PR #830, opened 2019-02-11
Actions frontend

chloealee:
#### What's this PR do?
- Updates front end to be able to add new actions (post metadata)
- Some updates were made to try to get this to be mostly in React but interest of time, only the following was done: 
  - `CampaignIdOverview` page is now in React
  - `CampaignIdSingle` page is now in React 
- What's not in React: 
  - campaign-id create form (still in `campaign-ids.create.blade.php`) 
  - campaign-id edit form (still in `campaign-ids.edit.blade.php`)
  - create action form (created in `actions.create.blade.php` because I was having trouble getting the modal to work in React. 
- New route: `campaign-ids/{id}/actions/create` for the action creation form. 

Screenshots:
- `/campaign-ids/{id}`:
screen shot 2019-02-13 at 1 40 21 pm
- From this page, you can click the "ADD ACTION" button and it will redirect to: `/campaign-ids/{id}/actions/create`:
screen shot 2019-02-13 at 1 41 58 pm
- From there, you can click the "CREATE ACTION" button and it will redirect to: `/campaign-ids/{id}` with the new action:
screen shot 2019-02-13 at 1 42 48 pm

Is everything still working properly? Anything look incorrect? Is the functionality logical? 

This is VERY MUCH an MVP for this! Things that still need to be done: 
- Paginate `/campaign-ids` page 
- Add module instead of `/campaign-ids/{id}/actions/create` page when creating a new action
- Front end tests 
- Ability to edit and delete actions from the front end (up until the campaign is live - after it launches, remove edit/delete functionality for actions). 
cc @ngjo lmk if this is ok for an MVP - I am happy to create extra cards so we can get back to this when there is more time! 

#### Relevant tickets
Fixes [this](https://www.pivotaltracker.com/n/projects/2019429/stories/163124096) Pivotal Card and almost all of Frontend checkbox in [tech spec](https://github.com/orgs/DoSomething/teams/team-bleed/discussions/32).

#### How to deploy


resources/assets/components/CampaignIdSingle/index.js
```diff
@@ -0,0 +1,156 @@
+import React from 'react';
+import PropTypes from 'prop-types';
+import { map, isEmpty } from 'lodash';
+
+import './campaignidsingle.scss';
+
+import Action from '../Action';
+import UploaderModal from '../UploaderModal';
+// import CreateActionModal from '../CreateActionModal';
```
chloealee: @DFurnes @katiecrane I'm a little stuck trying to get the action modal to pop up when clicking the "ADD ACTION" button (for reference, [here](https://projects.invisionapp.com/share/DEQ8H2DXN2W#/screens/343746016) is the mock!). 

If I comment out this line, everything loads as it should on the page. But when this line is commented back in, it seems like it loads the `CreateActionModal` component before loading this page. I'm not sure why because the state should be `false` and not render this until it is called when the button is clicked but I'm thinking maybe something got out of sync and it thinks it should load the `CreateActionModal` component first? Is there anything that I'm missing here?

chloealee: hm another thing that is happening is that when this is commented in, `/campaign-ids` doesn't load either with this error: `Uncaught TypeError: Cannot convert undefined or null to object`. When it is commented out, everything is fine. This makes me further think that something with the sequence of components being loaded is off with this `CreateActionModel` but I can't see anything obvious why it is off!

katiecrane: @chloealee are you able to see the state and if `displayCreateActionModal` is actually set as `true` or `false` in the case where it's borked and loads that component too soon?

chloealee: @katiecrane I'm not! So when `import CreateActionModal from '../CreateActionModal';` in commented IN, and I `console.log` the `state`, it shows up as `null`. But when it is commented OUT and I `console.log` the `state`, `displayCreateActionModal` is `false`. So thats why I'm thinking for some reason it is skipping right over this page and going straight to the modal first?

katiecrane: weirddddd @chloealee can you try console logging something maybe in the constructor of each component and see if that shows anything? Maybe some higher up stuff too to try to see where it's getting stuck. You might need to use the "preserve logs" option if you end up getting redirected or something

chloealee: thanks @katiecrane !! Really appreciate you taking a look at this! It DOES seem to be going straight to the `CreateActionModal` when I `console.log` something in both the constructors :thinking_face: also still wondering why it breaks the `CampaignIdOverview` page when the `import CreateActionModal from '../CreateActionModal';` is commented in so maybe it is something higher that I'm not importing correctly or something?

katiecrane: hmmmm I wonder if the constructor gets hit when it is imported? and then something with that errors out so it never makes it farther in this file?? @chloealee wait is the `CampaignIdOverview` page a totally separate page?

chloealee: @katiecrane it is! That is why it is strange why it is even hit!

chloealee: is it ok to keep this in here to continue iterating on this when I have time? I feel like it is so close!

resources/assets/components/CampaignIdSingle/index.js
```diff
@@ -0,0 +1,146 @@
...
+  //   if (event) {
+  //     event.preventDefault();
+  //   }
+
+  //   this.setState({
+  //     displayCreateActionModal: false,
+  //     campaign: null,
+  //   });
+  // }
+
```
chloealee: same with the above - ok to leave commented out to come back to when there is time to try to add the modal again?

resources/assets/components/CreateActionModal/index.js
```diff
@@ -0,0 +1,69 @@
...
+      <div className="modal">
+        <a href="#" onClick={this.props.onClose} className="modal-close-button">
+          &times;
+        </a>
+        <div className="modal__block">
+          <h3>Add Post Metadata</h3>
+          <form
+          // className="post-form"
+          // onSubmit={this.handleOnSubmitForm}
+          // ref={form => (this.form = form)}
```
chloealee: and here as reference to come back to?

resources/views/actions/create.blade.php
```diff
@@ -0,0 +1,66 @@
...
+        <div class="wrapper">
+            <div class="container__block -narrow">
+                <h1>Add Post Metadata</h1>
+                <form method="post" enctype="application/x-www-form-urlencoded" action="{{ route('actions.store', ['campaign_id' => $campaignId]) }}">
+                {{ csrf_field()}}
+
+                    <div class="form-item">
+                        <label class="field-label">Action Name</label>
+                        <input type="text" name="name" class="text-field" placeholder="Name your action e.g. Teens for Jeans Photo Upload" value="{{old('internal_title') }}">
+                    </div>
```
chloealee: @ngjo @lkpttn is the below naming convention finalized? If so, I can add as the placeholder instead of "Name your action..."
```
CampaignAbbrev- YYYY Action Description
Example: SSD-2019 Bin
```

app/Http/Controllers/Legacy/Web/ActionsController.php
```diff
@@ -28,13 +46,16 @@ public function store(Request $request)
...
-            'reportback' => 'required|boolean',
-            'civic_action' => 'required|boolean',
-            'scholarship_entry' => 'required|boolean',
             'noun' => 'required|string',
             'verb' => 'required|string',
         ]);
 
+        // Checkbox values are only sent from the front end if they are checked.
+        // Assign checkbox values if sent from the front end or are 1 (sent from API).
+        $request['reportback'] = isset($request['reportback']) || $request['reportback'] === 1 ? 1 : 0;
```
katiecrane: Could the api send `true`? I don't think that is `===` to ` 1`

app/Http/Controllers/Legacy/Web/CampaignIdsController.php
```diff
@@ -23,9 +23,10 @@ public function __construct()
      */
     public function index()
     {
-        $campaigns = Campaign::orderBy('created_at', 'desc')->paginate(25);
+        $campaigns = Campaign::orderBy('created_at', 'desc')->get()->toArray();
+        // $campaigns = Campaign::paginate(25);
```
katiecrane: Can this be removed?

app/Http/Controllers/Legacy/Web/CampaignIdsController.php
```diff
@@ -76,13 +77,18 @@ public function store(Request $request)
     }
 
     /**
-     * Show a specific campaign page.
+     * Show a specific campaign page and it's actions.
```
katiecrane: 😬 "its"
(I am so sorry)

resources/assets/components/CampaignIdSingle/index.js
katiecrane: @chloealee yes I think that makes sense!!

resources/assets/components/CampaignIdSingle/index.js
katiecrane: I think that is fine for now!

app/Http/Controllers/Legacy/Web/CampaignIdsController.php
chloealee: oh yes sorry!

app/Http/Controllers/Legacy/Web/CampaignIdsController.php
chloealee: omg don't be sorry thank you for catching this! How embarrassing!

app/Http/Controllers/Legacy/Web/ActionsController.php
chloealee: @katiecrane it expects a boolean! Should it be `==` instead of `===`?

katiecrane: I believe `===` will hold it to the exact type and value of `1`. Since it's going to be a boolean could you use `$request['reportback']` itself? If the value as `false` it'd get evaluated to `false` right?

chloealee: @katiecrane you're totally right, changed to `==` instead! 

The reason why we can't just use `$request['reportback']` itself is that it will only get send in the payload from the form if it is checked. If it is not checked, `$request['reportback']` won't be in the payload at all, so that is why we have to do this weird logic in order for it to register unchecked values as well.

katiecrane: ah sorry @chloealee I was unclear! I mean something like this:
```
$request['scholarship_entry'] = isset($request['scholarship_entry']) || $request['scholarship_entry'] ? 1 : 0;
```

chloealee: @katiecrane ah thank you! I just tried that via the api and it didn't work :-/ `$request['scholarship_entry']` came in as `"0"` via Postman so since that was a truthy value, it saved `1` in the database incorrectly for it to count as a scholarship.

katiecrane: hmm that's so strange since we make sure that it is a boolean. since that is a string would it still come through as `true` in your updated way with `== 1`?

chloealee: it's weird that it is coming in as a string but in the request in Postman, I am putting `0` as the value, not `false`. So with the updated `==`, since it doesn't look for type, it works!

chloealee: oohhh I see what you're saying now! Ok got it working! I changed `||` to `&&` in this ternary and I think this makes more sense!

katiecrane: YES I LOVE THAT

Required action >>
Where a line of the data contains "loads", copy that line.

Answer section >>
If I comment out this line, everything loads as it should on the page. But when this line is commented back in, it seems like it loads the `CreateActionModal` component before loading this page. I'm not sure why because the state should be `false` and not render this until it is called when the button is clicked but I'm thinking maybe something got out of sync and it thinks it should load the `CreateActionModal` component first? Is there anything that I'm missing here?
katiecrane: @chloealee are you able to see the state and if `displayCreateActionModal` is actually set as `true` or `false` in the case where it's borked and loads that component too soon?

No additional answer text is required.